Position: PhD Candidate
Current Institution: Princeton University
Abstract: Minimax-Optimal Off-Policy Evaluation with Linear Function Approximation
This work focuses on the statistical theory of batch data reinforcement learning with function approximation. Consider the off-policy evaluation problem which is to estimate the cumulative value of a new target policy from logged history generated by unknown behavioral policies. We study a regression-based fitted Q-iteration method and show that it is equivalent to a model-based method that estimates a conditional mean embedding of the transition operator. We prove that this method is information-theoretically optimal and has nearly minimal estimation error. In particular by leveraging the contraction property of Markov processes and martingale concentration we establish a finite-sample instance-dependent error upper bound and a nearly-matching minimax lower bound. The policy evaluation error depends sharply on a restricted chi-square-divergence over the function class between the long-term distribution of the target policy and the distribution of past data. This restricted chi-square-divergence is both instance-dependent and function-class-dependent. It characterizes the statistical limit of off-policy evaluation. Furthermore we provide an easily computable confidence bound for the policy evaluator which may be useful for optimistic planning and safe policy improvement.

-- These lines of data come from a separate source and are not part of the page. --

PR #3859, opened 2026-07-06
fix(ms-bing-capi): item price should be number not integer

scottlepich-lz:
## Summary

The Microsoft Bing CAPI destination's `items` InputField defines the per-item `price` property with `type: 'integer'`. This is too strict: Microsoft's own UET Conversions API accepts **decimal** item prices in whole currency units.

Because of this, Segment's mapping-kit rejects perfectly valid decimal prices (e.g. `9.99`) with:

```
400: Item Price must be an integer but it was a number
```

Since mapping validation fails, the **entire event is dropped** — not just the price field. Any storefront selling at non-round prices (which is essentially all of them) silently loses conversion events.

Yaqi Duan is a final-year Ph.D. student in the department of Operations Research and Financial Engineering at Princeton University advised by Professor Mengdi Wang. Her research interests lie in machine learning particularly reinforcement learning. She works on the statistical analysis of batch reinforcement learning and dimensionality reduction methods for large stochastic systems. Prior to Princeton Yaqi obtained a B.S. in Mathematics from Peking University.